3. Inspect the Dataset Structure

Before proceeding, it's important to understand what data we're working with.

# Inspect the dataset structure
print(pbmc.obs)
print(pbmc.var)

Why? The obs attribute contains information about cells (like sample IDs, cell types), and var contains gene information. Understanding this structure is crucial for downstream analysis.
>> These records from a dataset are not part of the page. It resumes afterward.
PR #1551, opened 2024-11-25
Consolidate `MapAccess`, and `Subscript` into `CompoundExpr` to handle the complex field access chain 

### LINKED ISSUE #1533: Improve the complex field access chain for the struct type

goldmedal:
# Description
close #1533

This PR introduces a new Expr, `Expr::CompoundExpr`, which handles the complex field access chain like `a.b[1].c` or `func()[1]`. As the previous discussion https://github.com/apache/datafusion-sqlparser-rs/pull/1541#discussion_r1861002348, I found we have many similar expressions for the similar purpose (e.g. `MapAccess`, `Subscript`, `JsonAcess`, ...). `CompoundExpr` tries to represent a structure for all of them. As the suggestion from @iffyio (https://github.com/apache/datafusion-sqlparser-rs/pull/1541#discussion_r1860879446), `CompoundExpr` is a linear structure, it has a root expression and a list of access fields, instead of a nested representation.
```rust
    /// Multi-part Expression accessing. It's used to represent an access chain from a root expression.
    /// e.g. `expr[0]`, `expr[0][0]`, or `expr.field1.filed2[1].field3`, ...
    CompoundExpr {
        root: Box<Expr>,
        chain: Vec<AccessField>,
    },
```

To avoid too many breaking changes, this PR only replaces `Expr::MapAccess` and `Expr::Subscript` with `Expr::CompoundExpr`. Potentially, it can represent more things.

## Array
A 1-dim array `a[1]` will be represented like
```
CompoundExpr(Ident('a'), vec![Subscript(1)]
```
A 2-dim array `a[1][2]` will be represented like
```
CompoundExpr(Ident('a'), vec![Subscript(1), Subscript(2)]
```

## Map or Struct (Bracket-style)
A map `a['fied1']` will be represented like
```
CompoundExpr(Ident('a'), vec![Subscript('field')]
```
A 2-dim map `a['field1']['field2']` will be represented like
```
CompoundExpr(Ident('a'), vec![Subscript('field1'), Subscript('field2')]
```

## Struct (Period-style) (only effect when the chain contains both `subscript` and `expr`)
A struct access `a[field1].field2` will be represented
```
CompoundExpr(Ident('a'), vec![Subscript('field1'), Ident('field2')]
```
If a struct access likes `a.field1.field2`, it will be represented by `CompoundIdentifer([a, field1, field2])`

# Breaking Change
- `Expr::Subscript` and `Expr::MapAccess` are removed.
- The result of the array, map, or struct will be changed.

# Additional context
- https://github.com/apache/datafusion-sqlparser-rs/pull/1541#issuecomment-2490464568


goldmedal:
@iffyio This PR is ready for review. Could you take a look at it? Thanks 🙇 
This PR involves some breaking changes to the array syntax. I'd appreciate it if @alamb could check it as well. 🙇

src/parser/mod.rs
```diff
@@ -1427,6 +1426,112 @@ impl<'a> Parser<'a> {
...
+                }
+            }
+        }
+
+        // if dialect supports partiql, we need to go back one Token::LBracket for the JsonAccess parsing
+        if self.dialect.supports_partiql() && ending_lbracket {
+            self.prev_token();
+        }
+
+        if let Some(wildcard_token) = ending_wildcard {
```
iffyio, line 1480: I'm wondering if it is required that `parse_compound_expr` track the wildcard and other cases that follow. I imagined the behavior somewhat similar to what the doc comment suggests, in that the method only looks to parse a chain if one exists (it looks like the function and outer join parsing is duplicated here which doesnt seem ideal).

Would it be feasible to have this function only take in the root and then look to parse only the chain? e.g. roughly
```rust
let mut chain = vec![];
loop {
  match self.peek().token {
    Token::Period => {
      self.next_token(); // `.`
      if let Some(expr) = self.maybe_parse(Self::parse_sub_expr(
          // Guessing a bit offhand that involving precedence here
          // could help avoid the need to flatten afterwards. I _think_ that was
          // the intent with `exprs_to_idents`? idea is that in this context,
          // the dot is essentially an operator similar to `[]`
          self.dialect.prec_value(Percedence::Dot)
      ))? {
        chain.push(AccessField::Expr(expr));
      } else {
        self.prev_token(); // `.`
        break
      }
    }
    Token::LBracket => {
      // We can probably let the subscript method handle the `[` and `]`
      if let Some(subscript) = self.maybe_parse(Self::parse_subscript)? {
        chain.push(AccessField::Subscript(subscript));
      } else {
        break
      }
    }
  }
}
```

src/ast/mod.rs
```diff
@@ -624,6 +590,12 @@ pub enum Expr {
     Identifier(Ident),
     /// Multi-part identifier, e.g. `table_alias.column` or `schema.table.col`
     CompoundIdentifier(Vec<Ident>),
+    /// Multi-part Expression accessing. It's used to represent an access chain from a root expression.
+    /// e.g. `expr[0]`, `expr[0][0]`, or `expr.field1.filed2[1].field3`, ...
```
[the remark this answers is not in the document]
alamb: I think it would be awesome to update this comment with the information from this PR's description:

Screenshot 2024-12-06 at 4 16 31 PM

src/ast/mod.rs
```diff
@@ -624,6 +590,12 @@ pub enum Expr {
     Identifier(Ident),
     /// Multi-part identifier, e.g. `table_alias.column` or `schema.table.col`
     CompoundIdentifier(Vec<Ident>),
+    /// Multi-part Expression accessing. It's used to represent an access chain from a root expression.
```
alamb, line 593:
```suggestion
    /// Multi-part expression access. 
    ///
    /// This structure represents an access chain in structured / nested types
    /// such as maps, arrays, and lists
```

src/ast/mod.rs
```diff
@@ -624,6 +590,12 @@ pub enum Expr {
...
+    /// e.g. `expr[0]`, `expr[0][0]`, or `expr.field1.filed2[1].field3`, ...
+    CompoundExpr {
```
alamb, line 595: Also, it seems to me that the name `Compound` is somewhat misleading in this context

It isn't a compound expression per se, it seems more like an a compoound access / multi level access

What do you think about names like `CompoundAccess` ?(that would also fit nicely with @iffyio 's suggestion at https://github.com/apache/datafusion-sqlparser-rs/pull/1551/files#r1871788945 for `AccessExpr`. Maybe something like 🤔  


```rust
...
    CompoundAccess {
      root: Box<Expr>,
      accesses: Vec<AccessExprs>
...
```

I am not sure I really like `accesses` (too many `s` 🤔 )

Maybe `CompoundFieldAccess` 🤔

src/ast/mod.rs
```diff
@@ -1094,6 +1053,25 @@ impl fmt::Display for Subscript {
     }
 }
 
+/// The contents inside the `.` in an access chain.
```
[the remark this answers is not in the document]
alamb: Maybe we could add a doc link to `Expr::CompoundExpr` like

```suggestion
/// An element of a [`Expr::CompoundExpr`]

```

src/ast/mod.rs
```diff
@@ -1289,12 +1267,19 @@ impl fmt::Display for Expr {
...
-                write!(f, "{column}{}", display_separated(keys, ""))
-            }
             Expr::Wildcard(_) => f.write_str("*"),
             Expr::QualifiedWildcard(prefix, _) => write!(f, "{}.*", prefix),
             Expr::CompoundIdentifier(s) => write!(f, "{}", display_separated(s, ".")),
+            Expr::CompoundExpr { root, chain } => {
+                write!(f, "{}", root)?;
+                for field in chain {
+                    match field {
+                        AccessField::Expr(expr) => write!(f, ".{}", expr)?,
```
alamb, line 1277: I would have expected the `,` or the `[]` be in the `AccessField` so it can be self-displaying

tests/sqlparser_common.rs
```diff
@@ -2995,6 +2995,31 @@ fn parse_window_function_null_treatment_arg() {
...
+#[test]
+fn test_compound_expr() {
+    let supported_dialects = TestedDialects::new(vec![
+        Box::new(GenericDialect {}),
+        Box::new(DuckDbDialect {}),
+        Box::new(BigQueryDialect {}),
+    ]);
+    let sqls = [
+        "SELECT abc[1].f1 FROM t",
+        "SELECT abc[1].f1.f2 FROM t",
```
alamb, line 3007: this is pretty cool

tests/sqlparser_common.rs
```diff
@@ -10299,20 +10324,38 @@ fn parse_map_access_expr() {
...
                     expr: Expr::Value(number("1")).into(),
                 },
-                syntax: MapAccessSyntax::Bracket,
-            },
-            MapAccessKey {
-                key: call("safe_offset", [Expr::Value(number("2"))]),
-                syntax: MapAccessSyntax::Bracket,
-            },
+            }),
+            AccessField::Subscript(Subscript::Index {
```
alamb, line 10339: this seems like a very reasonable structure

alamb (commented):
Thanks @goldmedal and @iffyio 

I didn't study the parser changes closely, but I reviewed the `Expr` representation and left some comments. 

In terms of the potential downstream impacts (and avoiding regressions), one thing that I suggest to help evaluate the potential downstream impact is of this trying it out in DataFusion and see if it works / passes all the tests; 

You could potentially use https://github.com/apache/datafusion/pull/13546 as a base to test with

src/parser/mod.rs
```diff
@@ -1144,53 +1144,52 @@ impl<'a> Parser<'a> {
...
+                    Ok(Expr::OuterJoin(Box::new(
+                        match <[Ident; 1]>::try_from(id_parts) {
+                            Ok([ident]) => Expr::Identifier(ident),
+                            Err(parts) => Expr::CompoundIdentifier(parts),
+                        },
+                    )))
+                } else {
+                    let mut expr = self.parse_function(ObjectName(id_parts))?;
+                    // consume all period if it's a method chain
+                    if self.dialect.supports_methods() {
```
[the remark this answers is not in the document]
goldmedal: No, if this condition was removed, the test for method parsing will fail:
```
    parse_method_expr
    parse_method_select
```
Because the following `parse_compound_expr` will try to consume all the dots for an expression, we need to parse the method here to avoid consume `(` in `parse_compound_expr`.

src/parser/mod.rs
```diff
@@ -1144,53 +1144,52 @@ impl<'a> Parser<'a> {
...
-                                Err(parts) => Expr::CompoundIdentifier(parts),
-                            },
-                        )))
-                    } else {
-                        self.prev_token();
-                        self.parse_function(ObjectName(id_parts))
+                    let mut fields = vec![];
+                    // if the function returns an array, it can be subscripted
+                    if self.consume_token(&Token::LBracket) {
+                        self.parse_multi_dim_subscript(&mut fields)?;
```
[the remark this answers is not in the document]
goldmedal: You're right. We can remove this parsing.

src/ast/mod.rs
goldmedal: > I am not sure I really like `accesses` (too many `s` 🤔 )
>
If not prefer `accesses`, how about `access_chain` or `access_path`?

> Maybe `CompoundFieldAccess` 🤔
>
`CompoundFieldAccess` is good to me.

src/ast/mod.rs
goldmedal: Indeed. It's better.

src/dialect/snowflake.rs
```diff
@@ -234,6 +234,10 @@ impl Dialect for SnowflakeDialect {
             RESERVED_FOR_IDENTIFIER.contains(&kw)
         }
     }
+
+    fn supports_partiql(&self) -> bool {
+        true
+    }
```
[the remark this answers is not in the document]
goldmedal: I tried to integrate the conditions at 
https://github.com/apache/datafusion-sqlparser-rs/blob/d0fcc06652ba9880622d0ef8b426c809cee752fe/src/parser/mod.rs#L2998-L3000

Then, we can only check `supports_partiql` in `parse_compound_expr`. 🤔 
```
                    if self.consume_token(&Token::LBracket) {
                        if self.dialect.supports_partiql() {
                            ending_lbracket = true;
                            break;
                        } else {
                            self.parse_multi_dim_subscript(&mut chain)?
                        }
                    }
```

Indeed, the name is a little weird for `Snowflake` but I think they mean the same thing 🤔

src/parser/mod.rs
goldmedal: I guess it's hard to do it 🤔  because the structure of `QualifiedWildcard` is
```
    QualifiedWildcard(ObjectName, AttachedToken),
```
It's similar to `CompoundIdentifier` and `CompoundExpr`. All of them will consume all the dots.

goldmedal:
Thanks, @alamb and @iffyio for reviewing. 

> In terms of the potential downstream impacts (and avoiding regressions), one thing that I suggest to help evaluate the potential downstream impact is of this trying it out in DataFusion and see if it works / passes all the tests;
> 
> You could potentially use [apache/datafusion#13546](https://github.com/apache/datafusion/pull/13546) as a base to test with

Sounds good 👍 I'll test this PR based on it tomorrow.

src/parser/mod.rs
iffyio: Ah right indeed `CompoundExpr` is a superset of `CompoundIdentifier` so there likely wouldn't be a way to avoid that `exprs_to_idents` flattening, like in the scenario where a `foo.bar.baz` expr shows up. That case seems reasonable to flatten since we'd want to keep the representations distinct!

The QualifiedWildcard I think could be fine this same loop as above can handle it I imagine if we peek the next token after the period? i.e if we consume a `.*` then we build up the wildcard expr as we do today with the root+chain consumed so far. So that essentially the loop parses the chain delimited by period and the `CompoundIdentifier` vs `QualifiedWildcard` are the same scenarios only differing in the terminating token

goldmedal:
> Thanks, @alamb and @iffyio for reviewing.
> 
> > In terms of the potential downstream impacts (and avoiding regressions), one thing that I suggest to help evaluate the potential downstream impact is of this trying it out in DataFusion and see if it works / passes all the tests;
> > You could potentially use [apache/datafusion#13546](https://github.com/apache/datafusion/pull/13546) as a base to test with
> 
> Sounds good 👍 I'll test this PR based on it tomorrow.

Created https://github.com/apache/datafusion/pull/13734 for testing. The good news is that It only impacts a few parts of the planner and the unparser 👍

alamb (approved):
Thanks @goldmedal  -- this looks good to me. 🙏

alamb:
Given the potential for non trivial downstream conflicts due to this change (look at the list of conflicts it has already collected) I would like to merge it in right after we have done the next release

src/parser/mod.rs
goldmedal: @iffyio 
I feel the idea of this loop is good but I found a problem 🤔 . If we try to invoke `parse_sub_expr` recursively, we will still get the nested representation. Consider the following cases:

## The representation of abc[1].f1.f2
The last field is a `CompoundIdentifier`.
```
&root = Identifier(
    Ident {
        value: "abc",
        quote_style: None,
        span: Span(Location(0,0)..Location(0,0)),
    },
)
&chain = [
    Subscript(
        Index {
            index: Value(
                Number(
                    "1",
                    false,
                ),
            ),
        },
    ),
    Dot(
        CompoundIdentifier(
            [
                Ident {
                    value: "f1",
                    quote_style: None,
                    span: Span(Location(0,0)..Location(0,0)),
                },
                Ident {
                    value: "f2",
                    quote_style: None,
                    span: Span(Location(0,0)..Location(0,0)),
                },
            ],
        ),
    ),
]
```
## The representation of abc[1].f1.f2[1]
The last field is a `CompoundFieldAccess` with another chain.
```
&root = Identifier(
    Ident {
        value: "abc",
        quote_style: None,
        span: Span(Location(0,0)..Location(0,0)),
    },
)
&chain = [
    Subscript(
        Index {
            index: Value(
                Number(
                    "1",
                    false,
                ),
            ),
        },
    ),
    Dot(
        CompoundFieldAccess {
            root: Identifier(
                Ident {
                    value: "f1",
                    quote_style: None,
                    span: Span(Location(0,0)..Location(0,0)),
                },
            ),
            access_chain: [
                Dot(
                    CompoundFieldAccess {
                        root: Identifier(
                            Ident {
                                value: "f2",
                                quote_style: None,
                                span: Span(Location(0,0)..Location(0,0)),
                            },
                        ),
                        access_chain: [
                            Subscript(
                                Index {
                                    index: Value(
                                        Number(
                                            "1",
                                            false,
                                        ),
                                    ),
                                },
                            ),
                        ],
                    },
                ),
            ],
        },
    ),
]
```
It seems we should consider `CompoundIdentifier` and `CompoundFieldAccess` as a kind of the nested struct. 
Ideally, the access_cahin shouldn't contain another nested struct. 
The `parse_subexpr` shouldn't produce the nested struct 🤔. It makes the thing more complicated.
I don't prefer to do It in this PR. The side effects will be too large. Maybe we can have a follow-up PR to refactor here.
WDYT?

src/parser/mod.rs
```diff
@@ -3095,15 +3201,29 @@ impl<'a> Parser<'a> {
         })
     }
 
+    /// Parse an multi-dimension array accessing like `[1:3][1][1]`
```
iffyio, line 3204:
```suggestion
    /// Parses a multi-dimension array accessing like `[1:3][1][1]`
```

src/parser/mod.rs
```diff
@@ -3095,15 +3201,29 @@ impl<'a> Parser<'a> {
...
+    ///
+    /// Parser is right after the first `[`
```
iffyio, line 3206: given this is a pub function it would be nice if the api was symmetric so that the function also consumed the leading `[`? I think within the parser itself that would mean calling `prev_token()` or replacing with `peek()` before invoking this function which would be a fair price to pay?

iffyio (commented):
Thanks @goldmedal! Left some minor comments, the changes look good to me!

src/parser/mod.rs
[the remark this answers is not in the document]
goldmedal: Indeed. It's more simple. Thanks!

src/parser/mod.rs
```diff
@@ -3167,42 +3287,23 @@ impl<'a> Parser<'a> {
 
     pub fn parse_map_access(&mut self, expr: Expr) -> Result<Expr, ParserError> {
         let key = self.parse_expr()?;
+        let result = match key {
```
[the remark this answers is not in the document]
goldmedal: You're right. We can remove it entirely.

src/parser/mod.rs
```diff
@@ -1427,6 +1424,112 @@ impl<'a> Parser<'a> {
...
+                return Ok(root);
+            }
+            Ok(Expr::CompoundFieldAccess {
+                root: Box::new(root),
+                access_chain: chain.clone(),
+            })
+        }
+    }
+
+    fn exprs_to_idents(root: &Expr, fields: &[AccessExpr]) -> Option<Vec<Ident>> {
```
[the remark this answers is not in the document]
goldmedal: Nice catch. I think we can save the cloning by separating it into two functions. One for check and another for transfer.

src/parser/mod.rs
goldmedal: Make sense.

goldmedal: fixed by [67cd877](https://github.com/apache/datafusion-sqlparser-rs/pull/1551/commits/67cd8778224439aa2f1ddd6605fe15ed0cf12279)

src/parser/mod.rs
```diff
@@ -1427,6 +1424,112 @@ impl<'a> Parser<'a> {
...
+            };
+            if dialect_of!(self is SnowflakeDialect | MsSqlDialect)
+                && self.consume_tokens(&[Token::Plus, Token::RParen])
+            {
+                Ok(Expr::OuterJoin(Box::new(
+                    match <[Ident; 1]>::try_from(id_parts) {
+                        Ok([ident]) => Expr::Identifier(ident),
+                        Err(parts) => Expr::CompoundIdentifier(parts),
+                    },
+                )))
```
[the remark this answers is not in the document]
goldmedal: fixed by [4b3818c](https://github.com/apache/datafusion-sqlparser-rs/pull/1551/commits/4b3818cfc10cc2a15b985e50a0579b932a9220f8)

src/parser/mod.rs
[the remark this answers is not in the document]
goldmedal: fixed by [5c54d1b](https://github.com/apache/datafusion-sqlparser-rs/pull/1551/commits/5c54d1b26cee61683ab4d382090c80c4ac84a6b3)

iffyio (approved):
LGTM! Thanks @goldmedal!

goldmedal:
> Given the potential for non trivial downstream conflicts due to this change (look at the list of conflicts it has already collected) I would like to merge it in right after we have done the next release
> 
> * [Release sqlparser-rs version `0.53.0` / sqlparser_derive `0.3.0` #1517](https://github.com/apache/datafusion-sqlparser-rs/issues/1517)

@alamb @iffyio, `0.53.0` has been released. Could we merge this PR?
I want to merge it to avoid some potential conflicts.

iffyio:
Thanks for working on this @goldmedal!

goldmedal:
Thanks @iffyio and @alamb 👍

4. Perform Quality Control (QC) Checks

Quality control is essential to filter out low-quality cells and genes. We'll check gene counts, total counts, mitochondrial content, and ribosomal gene signals.

# Calculate QC metrics
sc.pp.calculate_qc_metrics(pbmc, percent_top=None, log1p=False, inplace=True)

# View QC metrics
print(pbmc.obs.head())

Why? QC metrics help us identify and remove cells with low gene counts, high mitochondrial content (indicating cell damage), or other poor-quality data points.

5. Filter Low-Quality Cells and Genes

Now, we filter out cells and genes that do not meet quality thresholds.

# Filter cells with too few genes or too many mitochondrial genes
sc.pp.filter_cells(pbmc, min_genes=200)
sc.pp.filter_genes(pbmc, min_cells=3)

# Check the filtered dataset
print(f"Number of cells: {pbmc.n_obs}")
print(f"Number of genes: {pbmc.n_vars}")

Why? Filtering ensures that our analysis focuses on high-quality data, improving the reliability of results.

6. Normalize the Data

Normalization is necessary to account for differences in sequencing depth between cells.

# Normalize the data
sc.pp.normalize_total(pbmc, target_sum=1e4)
sc.pp.log1p(pbmc)

# Check normalized data
print(pbmc.X[:5, :5])

Why? Normalization ensures that gene expression values are comparable across cells, which is essential for downstream clustering and visualization.

7. Identify Highly Variable Genes

Highly variable genes are important for identifying cell types and distinguishing between clusters.

# Identify highly variable genes
sc.pp.highly_variable_genes(pbmc, min_mean=0.0125, max_mean=3, min_disp=0.5)
sc.pl.highly_variable_genes(pbmc)

# Subset the data to highly variable genes
pbmc = pbmc[:, pbmc.var.highly_variable]

Why? Selecting highly variable genes reduces noise in the data and focuses the analysis on genes that are most informative for cell type identification.

8. Perform Dimensionality Reduction and Clustering

We now reduce the dimensionality of the data and cluster cells to identify distinct cell populations.

# Run PCA for dimensionality reduction
sc.tl.pca(pbmc, svd_solver='arpack')

# Compute the neighborhood graph
sc.pp.neighbors(pbmc, n_neighbors=10, n_pcs=4)

# Run UMAP for visualization
sc.tl.umap(pbmc)

# Cluster the cells
sc.tl.leiden(pbmc, resolution=0.5)

# Visualize the clusters
sc.pl.umap(pbmc, color='leiden', legend_loc='on data')

Why? PCA and UMAP help us visualize high-dimensional data in 2D, while clustering algorithms group similar cells together.

9. Annotate Cell Types

Once we have clusters, we need to assign biological meaning to them by annotating cell types.

# Annotate cell types based on marker genes
sc.tl.marker_genes(pbmc, groupby='leiden')

# Visualize marker genes
sc.pl.dotplot(pbmc, marker_genes, groupby='leiden')

Why? Cell type annotation allows us to interpret the biological significance of our clusters and understand what cell populations are present in the sample.

10. Discover Cell Trajectories

Finally, we can explore how cells transition from one state to another using trajectory inference.

# Run trajectory inference
sc.tl.paga(pbmc, groups='leiden')
sc.pl.paga(pbmc, color='leiden', legend_loc='on data')

# Compute trajectory
sc.tl.diffmap(pbmc)
sc.tl.dpt(pbmc, n_branches=2)

# Visualize trajectory
sc.pl.diffmap(pbmc, color='dpt_pseudotime')

Why? Trajectory analysis helps us understand cellular development or differentiation processes, revealing how cells change over time.

Summary

In this tutorial, you've learned how to build a complete single-cell RNA-seq analysis pipeline using Scanpy. You've performed quality control, normalized data, identified variable genes, clustered cells, annotated cell types, and discovered cell trajectories. This workflow is a solid foundation for analyzing scRNA-seq data and can be adapted to various biological datasets.

With these skills, you're now ready to explore your own scRNA-seq datasets and uncover the complex cellular dynamics hidden within them.